Revisiting Knuth and McIlroy's word count programs (2011) - tosh
http://franklinchen.com/blog/2011/12/08/revisiting-knuth-and-mcilroys-word-count-programs/
======
userbinator
I briefly investigated literate programming a long time ago and came away with
similar conclusions --- you can achieve a very similar effect by simply
drowning your source code in needlessly verbose comments, and being able to
move around blocks of code with no regard to their execution order is more
obfuscation than anything else. Ironically, the "modern" programming style
commonly seen in Java and C# seems to be approximating this, with their
verbosity and highly scattered execution flow.

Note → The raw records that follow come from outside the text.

PR #254, opened 2023-06-19
Make `Uint::from_be_hex()` and `from_le_hex()` constant-time

fjarri:
The general `crypto-bigint` convention is that the things are constant-time, unless explicitly marked otherwise. This PR makes `from_be/le_hex()` constant-time using a constant-time decoding snippet from the `base16ct` crate.

Alternatives to this approach:
- `base16ct` could be possibly used directly, but the high-level functions there take a mutable reference and therefore cannot be `const`. One could expose `base16ct::decode_nibble()`, or perhaps add a variant of functions operating on arrays. 
- We could just mark `from_be/le_hex()` as vartime

Also, should there be non-panicking `from_be/le_hex()` variants that would return an error instead, for more convenient use in runtime contexts? (Edit: this is actually handled by #247)

### DIFF
--- a/src/uint/encoding.rs
+++ b/src/uint/encoding.rs
@@ -46,17 +46,22 @@ impl<const LIMBS: usize> Uint<LIMBS> {
         let mut res = [Limb::ZERO; LIMBS];
         let mut buf = [0u8; Limb::BYTES];
         let mut i = 0;
+        let mut err = 0;
 
         while i < LIMBS {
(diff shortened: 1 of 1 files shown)


tarcieri (approved):

tarcieri:
This seems fine for now. It's a bit of code duplication but figuring out the public API for `base16ct` seems hard. Maybe we can do that eventually.

PR #255, opened 2023-06-26
Add U16384 and U32768

ycscaly:
This PR adds the U16384 and U32768 types.


ycscaly:
@tarcieri now that our threshold-Paillier repo is public, this simple PR is the only one stopping us from working with upstream `crypto-bigint`

ycscaly:
Thank you!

This is extremely undesirable for debugging, but then again, Knuth probably
doesn't need to; the fact that TeX is written using his literate programming
tools, yet remains remarkably bug-free, should be taken more as an endorsement
of his skill than the tools.

The underlying philosophy behind literate programming seems to be
concentrating on using human language, but from working with and observing a
lot of other highly productive and effective developers, I've realised that
trying to make programming more like a human language doesn't really work; the
way to go is to know the _programming_ language, and the underlying machine,
very very well. One of my favourite examples of this is APL, where those
experienced can read and write programs in it as easily as they can a human
language; programs which are completely incomprehensible to anyone who doesn't
know the language.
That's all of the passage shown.